After a few listens "The Final Nightmare" did start growing on me. The musicianship is tight, and works well as a collective together. The keyboards/hammond added a nice touch and quality to the overall sound of which there are classic rock, hard rock, metal and progressive elements throughout. All in all it is a nicely polished performance from all musicians involved, with a nice sounding production.

Overdrive, from Grantham in Lincolnshire, Overdrive album coverare a band I seemed to have overlooked when listening to some of the old eighties rock and metal bands from my heyday. They first came onto the NWOBHM scene way back in 1981 releasing a 3 track EP “On The Run”, and another 4 albums since 1990. So it was with great enthusiasm I wanted to check out the latest album this band had to offer, “The Final Nightmare“. A first for new label Pure Rock Records (a division of Pure Steel Records).

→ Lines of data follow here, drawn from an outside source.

PR #13981, opened 2026-08-26
fix(search): cap result cache entries per key and stop over-invalidating the cache index

### LINKED ISSUE #13965: Result cache: no per-key entry limit and disk GC invalidates the whole key index
### Problem

The search result cache (`QUERY_RESULT_CACHE`) has no per-key limit on the number of cached entries, and the disk-cache GC over-invalidates the index. Three related issues:

**1. Unbounded entries per cache key**

`write_results` pushes a new `ResultCacheMeta` into `QUERY_RESULT_CACHE[query_key]` (a `Vec`) on every cache write, with no cap. The only dedup is an exact file-name match (`{start}_{end}_{agg}_{desc}.json`), and there is no "already covered by an existing entry" check.

A dashboard panel auto-refreshing with a relative time window (e.g. "last 1h" refreshed every 30s) produces a new aligned `(start, end)` on nearly every refresh, so a single query key accumulates a new disk file plus a new index entry per refresh, growing without bound until the global disk-cache GC kicks in.

By contrast, the metrics (PromQL) result cache already handles all of this: a per-key cap (`METRICS_INDEX_CACHE_MAX_ITEMS`, drains the oldest half when full), a covered-range check that skips redundant writes, and a global entry cap with bucketed FIFO GC.

**2. Read path degrades with entry count**

Every cache lookup clones the whole `Vec` and scans all metas to pick the best match (the multi-cache path is roughly O(n²) with repeated `position_max`), and logs one `[CACHE CANDIDATES]` line per meta. With thousands of entries per key this is a linear scan plus log flood on every query.

**3. Disk-cache GC drops the whole key's index for one evicted file**

When the disk cache GC evicts a single `results/...` file, it removes the **entire** `query_key` entry from `QUERY_RESULT_CACHE` — all other metas of that key are dropped even though their files are still on disk. Those files become orphans (unreachable via the index, still consuming disk space) and get resurrected into the index on restart when the disk cache is re-scanned. One cold evicted file therefore invalidates the whole key's cache, forcing full re-computation.

### Proposal

1. Cap the number of cached entries per cache key (new config, e.g. `ZO_RESULT_CACHE_MAX_ENTRIES_PER_KEY`, default 10, mirroring the metrics cache design). When the cap is exceeded, evict the entries with the oldest data range and delete their disk files so no orphans are left.
2. Skip the cache write when an existing entry with the same flags already fully covers the new time range.
3. Fix the GC to remove only the meta matching the evicted file (parsed from the file name) instead of dropping the whole key; remove the key only when its meta list becomes empty. Apply the same per-file removal in `delete_cache` so partially-cleared keys don't leave orphaned files behind.

hengfeiyang:
Closes #13965

## Problem

The search result cache index (`QUERY_RESULT_CACHE`) had no per-key limit: a dashboard panel auto-refreshing a relative time window produced a new disk file plus a new index entry on nearly every refresh, growing one key without bound until the global disk-cache GC kicked in. The read path scans all metas per lookup, so lookups degraded linearly (O(n²) in the multi-cache path) and logged one candidate line per meta.

Worse, when the disk-cache GC evicted a single `results/...` file it removed the **entire** query key from the index — all other still-on-disk files for that key became unreachable orphans (resurrected into the index on restart), and one cold evicted file forced full re-computation for the whole key.

## Fix

- **Per-key entry limit**: a hardcoded `RESULT_CACHE_MAX_ENTRIES_PER_KEY` of 10, mirroring the metrics cache's hardcoded per-key cap. `disk::add_result_cache_meta` inserts the meta, evicts the entries with the oldest data range beyond the limit, and deletes their disk files so no orphans are left. It is used by both the write path and the startup disk scan (`load()`), so deployments that already accumulated thousands of entries per key are trimmed on the first restart.
- **Covered-range skip**: the write is skipped when an existing entry with the same flags already fully covers the time range. The check runs before the response deep copy and JSON serialization, so the common case (repeated dashboard refreshes) costs nothing.
- **Precise index invalidation**: disk-cache GC and `delete_cache` now remove only the meta matching each evicted file (query key dropped only when its list becomes empty). Remaining cache files for the key stay usable.
- **Parser fixes**: `parse_result_cache_key` did not strip the file extension, so `is_descending` was always `false` for metas rebuilt from disk (`"1.json" != "1"`); it also indexed without bounds checks and `unwrap()`ed parses. Both cache-key parsers now validate their prefix (an `aggregations/...` key can no longer alias a results index entry) and share one splitter. `result_cache_file_name` is the single builder for the file-name format, with a parse/build round-trip test.

## Verification

- `cargo fmt` and the CI clippy command pass; `infra` and `search_service` cache tests pass, including new tests for the per-key limit, per-file meta removal, covered-range check, and file-name round-trip.
- Enterprise compatibility verified by swapping in `Cargo.toml.openobserve` (o2-enterprise `main`) and running `cargo check --all-targets` — clean; the enterprise repo has no references to the touched APIs. No paired enterprise PR needed.

### DIFF
--- a/src/infra/src/cache/file_data/disk.rs
+++ b/src/infra/src/cache/file_data/disk.rs
@@ -100,6 +100,7 @@ static AGGREGATION_FILES_READER: Lazy<Vec<FileData>> = Lazy::new(|| {
     files
 });
 
+/// Metas are added under the file's bucket guard; every deletion re-verifies the other side first.
 pub static QUERY_RESULT_CACHE: Lazy<RwAHashMap<String, Vec<ResultCacheMeta>>> =
     Lazy::new(Default::default);
 
@@ -146,6 +147,12 @@ enum TrashOutcome {
     Moved(String),
     SourceMissing,
     Failed,
+}
+
+enum RemoveOutcome {
+    Removed(Option<String>), // vacated; the payload is the trash file to unlink off-lock
+    NotIndexed,
+    Failed, // the path could not be vacated; the index entry was restored
 }
 
 impl fmt::Display for FileType {
@@ -431,7 +438,7 @@ impl FileData {
     }
 
     /// Returns the trash path the file was vacated to; the caller deletes it off-lock.
-    async fn remove(&mut self, file: &str) -> Result<Option<String>, anyhow::Error> {
+    async fn remove(&mut self, file: &str) -> RemoveOutcome {
         log::debug!(
             "[CacheType:{}] File disk cache remove file {file}",
             self.file_type,
@@ -442,7 +449,7 @@ impl FileData {
                 "[CacheType:{}] File disk cache remove file {file} not in the index",
                 self.file_type,
             );
-            return Ok(None);
+            return RemoveOutcome::NotIndexed;
         };
         let file_path = self.get_file_path(key.as_str());
         let trash_file = match self.move_to_trash(key.as_str(), &file_path) {
@@ -451,7 +458,7 @@ impl FileData {
             TrashOutcome::Failed => {
                 // the file still occupies its path: keep the entry so accounting stays true
                 self.data.insert(key, data_size);
-                return Ok(None);
+                return RemoveOutcome::Failed;
             }
         };
         self.cur_size -= data_size;
@@ -479,7 +486,7 @@ impl FileData {
                 .sub(data_size as i64);
         }
 
-        Ok(trash_file)
+        RemoveOutcome::Removed(trash_file)
     }
 
     fn choose_multi_dir(&self, file: &str) -> String {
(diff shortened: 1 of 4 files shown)


haohuaijin (approved):

Shrinath-O2:
### 🤖 E2E Council

- **Edition:** oss
- **Needs E2E:** false
- **Feature:** Search Result Cache Eviction (area: GeneralTests)

**EDITION: OSS** — All four changed paths are backend Rust sources under src/infra/ and src/search_service/ — none live in enterprise-owned directories (no enterprise/, o2_enterprise/, or src/enterprise/ paths), and no enterprise-gated keywords (cipher/SSO/SAML/RBAC/SDR) appear. Classified as OSS.

**SKIP: Yes** — No skip label or opt-out comment was present, but the change is backend-only (cache index/eviction logic in the file-data disk cache and search service). It adds no user-facing UI flow and no web/src frontend change, so the no-user-facing-change skip condition applies.

**E2E WARRANTED: No** — E2E is not warranted: the diff touches only Rust cache internals (QUERY_RESULT_CACHE indexing, per-key entry limits, covered-range skipping, and stale-meta pruning) with no UI control, view, or interaction changed.

**AREA: GeneralTests** — The change is backend search/infra cache logic with no frontend files, so no Logs/Metrics/Traces UI area applies; recorded as GeneralTests for lack of a user-facing area.

**GROUP: ?** — n/a — skipped; no Playwright matrix group assigned because no E2E spec is needed.

**EXISTING TESTS: No** — No E2E specs in the diff. The only tests added are Rust unit tests (mod tests blocks in disk.rs and mod.rs), which are not Playwright E2E coverage and do not set existing_tests_in_diff.

PR #13983, opened 2026-08-26
fix(metrics): bound the metrics cache index by memory budget and sync it with disk eviction

### LINKED ISSUE #13980: Metrics cache index: entry-count limit is a poor proxy for memory and is not synced with disk eviction
### Problem

The PromQL result cache keeps an in-memory index (`GLOBAL_CACHE` in `src/promql_service/src/search/cache/mod.rs`) that is bounded by `ZO_METRICS_CACHE_MAX_ENTRIES` (default 10000). Several issues make this bound a poor control:

**1. The unit ("entries") is a poor proxy for memory**

Measured per-item cost of the index structures:
- each `MetricsIndexCacheItem`: the cache key is ~125 chars (`metrics_results/{org}/{y/m/d/h}/{md5}_{start}_{end}_{suffix}.pb`), so String heap + Arc header + struct ≈ **~200 B**
- each key: md5 map key + `MetricsIndexCache` ≈ 150 B **plus the full PromQL query text** (tens of bytes to multiple KB)

With the default 10000: a typical deployment (~10 entries/key, ~200 B queries) holds **~25 MB**, but the worst case (10k keys each at the `METRICS_INDEX_CACHE_MAX_ITEMS = 100` per-key cap) is **~200 MB** — a 100x variance the operator cannot see or bound in bytes.

**2. The counter doesn't even count entries**

The GC trigger is the length of the `cacher` FIFO (`VecDeque<String>`), and `set()` pushes the key on **every** call — a hot key refreshed 50 times occupies 50 FIFO slots. Consequences:
- the effective limit is "number of set operations tracked", not keys or entries;
- GC pops from the FIFO front and removes the **whole key** from the index, so a hot, recently-refreshed key can be evicted because one of its stale duplicate FIFO slots reached the front.

**3. The index and the disk cache are not synchronized (both directions)**

- Disk-cache GC evicting a `metrics_results/...` file does not notify the index; the stale entry is removed only lazily when a later `get()` happens to select it as the best candidate and misses on disk. Entries that are never selected leak in the index indefinitely — this is what the entry cap currently papers over.
- Index GC dropping a key does not delete its disk files, leaving orphaned `.pb` files until disk GC gets to them.

(The logs result cache had the same bidirectional-sync problem; fixed in #13965.)

**4. `get_cache_stats()` under-reports memory ~4x**

`MetricsIndexCache::stats()` counts `size_of::<MetricsIndexCacheItem>()` (40 B) per entry but omits the ~130 B key-string heap allocation, so the reported memory is roughly a quarter of the real footprint.

### Proposal

1. Replace the entry-count bound with a **memory budget**, following the existing `ZO_METRICS_LABEL_CACHE_MAX_SIZE` pattern (MB budget; 0 = auto, a small percentage of total memory with clamps). Track bytes on insert/remove (key length + query length are already available) and trigger GC on the byte budget per bucket.
2. Fix the FIFO accounting: no duplicate slots per key (or replace the FIFO with proper LRU on keys), so GC evicts genuinely cold keys.
3. Synchronize both directions, mirroring the #13965 fix for the logs result cache: disk-cache GC removes the matching index entry; index GC deletes the evicted entries' disk files.
4. Fix `get_cache_stats()` to include the per-entry key-string heap so the reported memory matches reality.

hengfeiyang:
Closes #13980

## Problem

The PromQL result cache index was bounded by `ZO_METRICS_CACHE_MAX_ENTRIES`, which is a poor control in several ways:

- The unit ("entries") maps to memory with ~100x variance: measured per-entry cost is ~200 B plus the per-key query text, so the default 10000 means ~25 MB typically but up to ~200 MB worst case, invisible to the operator.
- The counter tracked FIFO pushes, not entries: `set()` queued one slot per call, so a hot key refreshed N times held N slots, and GC popping any stale slot evicted the whole hot key.
- The index and the disk cache were not synchronized: disk gc evicting a `metrics_results/...` file left a stale index entry (cleaned only lazily when a later lookup happened to select it), and index GC dropping a key left its files orphaned on disk.
- `get_cache_stats()` omitted each entry's key-string heap and under-reported memory by roughly 4x.

## Fix

- **Memory budget**: `ZO_METRICS_CACHE_MAX_SIZE` (MB; 0 = auto, 1% of total memory clamped to [32, 256] MB) replaces `ZO_METRICS_CACHE_MAX_ENTRIES`. Resolution to bytes happens in `check_config`, next to the other cache size limits that use the same formula. The index accounts bytes for keys, query text and entries as they are inserted and removed.
- **LRU eviction**: each key tracks `last_used`; when a bucket exceeds its budget the least-recently-used keys are evicted until 10% of the budget is free. Reads refresh recency under the read lock (atomic store), so the hot lookup path keeps its read lock.
- **Bidirectional disk sync**:
  - Index evictions delete their disk files, detached from the query path (spawned), so a `set()` that evicts entries does not stall the response on file unlinks.
  - Disk cache gc returns the evicted `metrics_results/...` keys out of the locked region, and the module-level callers invoke a registered evict hook after all disk cache locks are released; the promql layer registers the hook at init and drops the matching index entries, grouped by bucket so each bucket lock is taken once.
- **Accurate stats**: `get_cache_stats()` now reports the maintained byte counter (and got cheaper, since it no longer recomputes sizes per key).

## Verification

- `cargo fmt` and the CI clippy command pass; `promql-service` and `infra` cache tests pass, including new tests for byte accounting symmetry (back to zero after removals) and LRU eviction order.
- Enterprise compatibility verified by swapping in `Cargo.toml.openobserve` (o2-enterprise `main`) and running `cargo check --all-targets` — clean; the enterprise repo has no references to the removed or added APIs.

## Operational notes

- `ZO_METRICS_CACHE_MAX_ENTRIES` is removed and now a no-op if still set; the replacement is `ZO_METRICS_RESULT_CACHE_MAX_SIZE` (MB, 0 = auto, explicit values floored at 32 MB).
- The status endpoint's `PROMQL_QUERY_CACHE.mem_size` now reports the fully accounted bytes; expect a one-time ~4-5x step up at upgrade with no change in actual entries (the old estimate omitted each entry's key-string heap).
- Effective key capacity is now memory-driven instead of the old flat 10000-entry count; on small nodes the auto budget (1% of memory, min 32 MB) can index fewer fully saturated keys than before, by design.

### DIFF
--- a/src/config/src/config.rs
+++ b/src/config/src/config.rs
@@ -1739,8 +1739,6 @@ pub struct Common {
         help = "Default theme color for dark mode. If not set, uses application default."
     )]
     pub default_theme_dark_mode_color: String,
-    #[env_config(name = "ZO_METRICS_DEDUP_ENABLED", default = true)]
-    pub metrics_dedup_enabled: bool,
     #[env_config(name = "ZO_BLOOM_FILTER_ENABLED", default = true)]
     pub bloom_filter_enabled: bool,
     #[env_config(
@@ -2267,18 +2265,14 @@ pub struct Limit {
     pub traces_query_retention: String,
     #[env_config(name = "ZO_METRICS_QUERY_RETENTION", default = "daily")]
     pub metrics_query_retention: String,
-    #[env_config(name = "ZO_METRICS_LEADER_PUSH_INTERVAL", default = 15)]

The album opens with a narrative very much in a similar vein to something out of the old Hammer House of Horrors. It is a bit of cheese to start us off and introduces to first track “Invited To Hell“. Musically speaking this is busy, with lots of hard rocking riffs and melodies provided with some great guitar work, and synthesised pieces from keyboardist Tim Hall. The early sign is that this comes across as a Black Sabbath/Saxon/Magnum/Motorhead/UFO/Deep Purple mishmash of sounds with indeed vocalist David Poulter sounding like a Lemmy/Ozzy crossover but vocally he can sing.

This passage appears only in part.